Source data Start Marker

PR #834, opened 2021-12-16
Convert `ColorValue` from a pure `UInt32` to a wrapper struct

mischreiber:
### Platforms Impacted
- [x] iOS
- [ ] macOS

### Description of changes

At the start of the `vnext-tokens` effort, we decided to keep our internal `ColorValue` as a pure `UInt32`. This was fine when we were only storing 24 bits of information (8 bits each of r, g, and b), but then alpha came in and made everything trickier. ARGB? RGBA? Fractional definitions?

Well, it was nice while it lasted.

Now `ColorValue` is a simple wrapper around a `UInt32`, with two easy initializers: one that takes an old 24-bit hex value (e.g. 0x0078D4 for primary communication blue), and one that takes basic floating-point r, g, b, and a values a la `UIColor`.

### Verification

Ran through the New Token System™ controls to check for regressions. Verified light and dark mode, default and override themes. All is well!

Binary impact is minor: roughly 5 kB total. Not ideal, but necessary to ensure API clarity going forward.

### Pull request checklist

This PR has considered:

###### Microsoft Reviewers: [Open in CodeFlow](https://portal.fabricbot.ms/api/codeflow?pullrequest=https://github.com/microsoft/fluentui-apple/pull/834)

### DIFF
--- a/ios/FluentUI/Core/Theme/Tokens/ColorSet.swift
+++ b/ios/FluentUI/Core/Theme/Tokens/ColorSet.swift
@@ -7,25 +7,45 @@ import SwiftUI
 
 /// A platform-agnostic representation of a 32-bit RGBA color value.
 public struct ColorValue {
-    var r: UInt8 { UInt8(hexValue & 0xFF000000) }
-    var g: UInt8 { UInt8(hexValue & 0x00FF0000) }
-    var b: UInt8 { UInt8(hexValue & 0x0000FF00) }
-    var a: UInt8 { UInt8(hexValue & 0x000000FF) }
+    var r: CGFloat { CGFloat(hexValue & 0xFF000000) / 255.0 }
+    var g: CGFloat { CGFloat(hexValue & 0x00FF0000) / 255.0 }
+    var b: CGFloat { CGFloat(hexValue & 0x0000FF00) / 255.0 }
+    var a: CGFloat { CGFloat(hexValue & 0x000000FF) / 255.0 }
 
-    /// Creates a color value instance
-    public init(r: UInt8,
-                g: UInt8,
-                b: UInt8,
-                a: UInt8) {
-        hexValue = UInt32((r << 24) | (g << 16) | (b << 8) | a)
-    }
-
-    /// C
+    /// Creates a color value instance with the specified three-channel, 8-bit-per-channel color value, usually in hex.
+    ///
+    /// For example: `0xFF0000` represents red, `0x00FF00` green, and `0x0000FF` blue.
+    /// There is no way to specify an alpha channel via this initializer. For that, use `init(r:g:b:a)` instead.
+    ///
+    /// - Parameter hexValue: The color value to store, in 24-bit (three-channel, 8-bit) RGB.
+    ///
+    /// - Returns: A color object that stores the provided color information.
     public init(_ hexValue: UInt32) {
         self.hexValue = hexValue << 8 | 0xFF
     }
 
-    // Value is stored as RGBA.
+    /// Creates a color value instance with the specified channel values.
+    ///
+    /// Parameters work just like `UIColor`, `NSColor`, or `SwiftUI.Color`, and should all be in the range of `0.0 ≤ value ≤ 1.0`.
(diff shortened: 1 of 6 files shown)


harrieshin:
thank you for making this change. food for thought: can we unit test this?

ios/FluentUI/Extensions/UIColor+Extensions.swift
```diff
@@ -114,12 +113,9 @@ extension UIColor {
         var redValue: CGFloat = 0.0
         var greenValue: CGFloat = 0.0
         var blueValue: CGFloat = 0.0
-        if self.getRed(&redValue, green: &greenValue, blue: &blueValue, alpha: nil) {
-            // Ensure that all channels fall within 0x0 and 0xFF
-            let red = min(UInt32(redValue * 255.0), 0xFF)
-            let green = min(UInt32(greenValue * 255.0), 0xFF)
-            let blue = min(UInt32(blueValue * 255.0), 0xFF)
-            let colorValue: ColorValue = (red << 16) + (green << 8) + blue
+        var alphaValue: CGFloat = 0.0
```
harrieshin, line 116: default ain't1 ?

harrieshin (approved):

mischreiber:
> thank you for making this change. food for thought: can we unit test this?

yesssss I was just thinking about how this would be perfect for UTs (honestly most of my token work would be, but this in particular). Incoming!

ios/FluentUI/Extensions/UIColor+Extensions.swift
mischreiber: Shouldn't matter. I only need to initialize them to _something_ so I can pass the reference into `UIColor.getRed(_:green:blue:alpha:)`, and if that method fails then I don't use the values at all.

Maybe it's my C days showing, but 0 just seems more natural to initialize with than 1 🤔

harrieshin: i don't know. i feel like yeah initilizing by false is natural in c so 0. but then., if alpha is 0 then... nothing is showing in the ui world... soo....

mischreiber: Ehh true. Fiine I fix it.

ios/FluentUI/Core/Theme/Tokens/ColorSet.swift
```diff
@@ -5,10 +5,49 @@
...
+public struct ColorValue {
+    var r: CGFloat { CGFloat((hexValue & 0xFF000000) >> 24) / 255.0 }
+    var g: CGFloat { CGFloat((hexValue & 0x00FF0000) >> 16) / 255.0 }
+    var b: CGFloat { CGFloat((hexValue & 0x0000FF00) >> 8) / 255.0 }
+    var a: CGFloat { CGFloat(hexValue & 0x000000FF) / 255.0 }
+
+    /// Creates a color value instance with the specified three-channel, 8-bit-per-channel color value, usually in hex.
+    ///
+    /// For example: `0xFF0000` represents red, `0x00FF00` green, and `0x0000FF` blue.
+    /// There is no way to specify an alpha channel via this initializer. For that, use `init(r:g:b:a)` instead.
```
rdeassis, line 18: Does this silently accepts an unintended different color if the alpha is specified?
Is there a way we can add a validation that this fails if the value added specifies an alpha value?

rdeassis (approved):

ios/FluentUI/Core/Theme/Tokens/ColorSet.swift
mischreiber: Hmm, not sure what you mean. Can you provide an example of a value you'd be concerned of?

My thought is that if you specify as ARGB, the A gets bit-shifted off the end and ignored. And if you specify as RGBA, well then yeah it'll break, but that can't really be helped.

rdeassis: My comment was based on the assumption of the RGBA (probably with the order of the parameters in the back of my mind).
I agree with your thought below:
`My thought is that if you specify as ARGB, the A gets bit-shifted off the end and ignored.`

Source data End Marker
Source data Start Marker

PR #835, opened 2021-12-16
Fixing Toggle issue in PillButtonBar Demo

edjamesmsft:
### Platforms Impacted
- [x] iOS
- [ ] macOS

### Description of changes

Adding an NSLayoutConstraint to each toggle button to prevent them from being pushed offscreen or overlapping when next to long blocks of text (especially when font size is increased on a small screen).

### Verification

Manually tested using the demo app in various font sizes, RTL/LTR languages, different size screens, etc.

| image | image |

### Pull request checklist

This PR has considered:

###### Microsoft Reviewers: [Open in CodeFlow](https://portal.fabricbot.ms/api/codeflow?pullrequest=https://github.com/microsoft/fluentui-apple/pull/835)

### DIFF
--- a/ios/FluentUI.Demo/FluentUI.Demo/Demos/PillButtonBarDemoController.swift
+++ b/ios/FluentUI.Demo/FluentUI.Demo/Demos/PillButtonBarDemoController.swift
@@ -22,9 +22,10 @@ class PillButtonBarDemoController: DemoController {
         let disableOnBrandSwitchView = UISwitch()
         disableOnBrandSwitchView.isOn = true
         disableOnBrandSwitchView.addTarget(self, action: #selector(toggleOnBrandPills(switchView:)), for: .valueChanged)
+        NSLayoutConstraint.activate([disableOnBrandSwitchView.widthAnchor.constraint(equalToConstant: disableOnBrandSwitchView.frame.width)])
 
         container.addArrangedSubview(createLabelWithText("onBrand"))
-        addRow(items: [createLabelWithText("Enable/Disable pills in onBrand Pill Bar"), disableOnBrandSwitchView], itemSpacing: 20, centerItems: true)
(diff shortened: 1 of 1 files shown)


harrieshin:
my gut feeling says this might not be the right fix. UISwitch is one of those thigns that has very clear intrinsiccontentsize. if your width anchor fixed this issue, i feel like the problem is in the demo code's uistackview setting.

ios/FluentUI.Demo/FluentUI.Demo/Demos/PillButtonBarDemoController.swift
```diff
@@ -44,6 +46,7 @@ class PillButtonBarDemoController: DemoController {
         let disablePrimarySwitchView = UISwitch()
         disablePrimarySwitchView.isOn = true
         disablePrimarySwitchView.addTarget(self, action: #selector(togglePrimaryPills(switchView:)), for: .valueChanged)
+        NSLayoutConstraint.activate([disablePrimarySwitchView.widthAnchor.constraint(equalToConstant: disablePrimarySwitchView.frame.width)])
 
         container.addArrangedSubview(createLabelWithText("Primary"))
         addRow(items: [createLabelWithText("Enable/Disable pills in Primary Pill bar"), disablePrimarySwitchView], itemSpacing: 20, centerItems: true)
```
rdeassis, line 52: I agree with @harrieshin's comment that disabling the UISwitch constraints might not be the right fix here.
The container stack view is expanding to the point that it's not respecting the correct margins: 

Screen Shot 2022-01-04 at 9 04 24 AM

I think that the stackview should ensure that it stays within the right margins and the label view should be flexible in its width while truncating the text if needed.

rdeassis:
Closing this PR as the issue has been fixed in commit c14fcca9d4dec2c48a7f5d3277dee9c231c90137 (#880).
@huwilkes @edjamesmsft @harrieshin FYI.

Source data End Marker
Source data Start Marker

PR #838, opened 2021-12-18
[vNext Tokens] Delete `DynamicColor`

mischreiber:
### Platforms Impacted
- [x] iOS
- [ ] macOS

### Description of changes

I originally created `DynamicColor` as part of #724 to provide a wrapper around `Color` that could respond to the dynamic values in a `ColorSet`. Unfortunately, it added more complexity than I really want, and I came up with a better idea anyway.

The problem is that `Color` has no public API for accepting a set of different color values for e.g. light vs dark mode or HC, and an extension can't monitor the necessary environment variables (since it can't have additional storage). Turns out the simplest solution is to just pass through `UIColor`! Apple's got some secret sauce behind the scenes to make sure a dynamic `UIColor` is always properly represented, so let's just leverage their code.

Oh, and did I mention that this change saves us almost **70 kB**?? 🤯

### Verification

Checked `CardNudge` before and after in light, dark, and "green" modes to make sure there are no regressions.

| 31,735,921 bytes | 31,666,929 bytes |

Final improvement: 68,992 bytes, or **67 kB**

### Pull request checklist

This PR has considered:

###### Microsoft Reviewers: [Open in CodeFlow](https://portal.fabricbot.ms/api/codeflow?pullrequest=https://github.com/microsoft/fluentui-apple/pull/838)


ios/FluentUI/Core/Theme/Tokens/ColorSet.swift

Source data End Marker

## Problem
Could you set down, exactly as written, the lines above between the one holding "PR #834, opened 2021-12-16" and the one holding "Well, it was nice while it lasted.", inclusive, and nothing more?

## Result below
PR #834, opened 2021-12-16
Convert `ColorValue` from a pure `UInt32` to a wrapper struct

mischreiber:
### Platforms Impacted
- [x] iOS
- [ ] macOS

### Description of changes

At the start of the `vnext-tokens` effort, we decided to keep our internal `ColorValue` as a pure `UInt32`. This was fine when we were only storing 24 bits of information (8 bits each of r, g, and b), but then alpha came in and made everything trickier. ARGB? RGBA? Fractional definitions?

Well, it was nice while it lasted.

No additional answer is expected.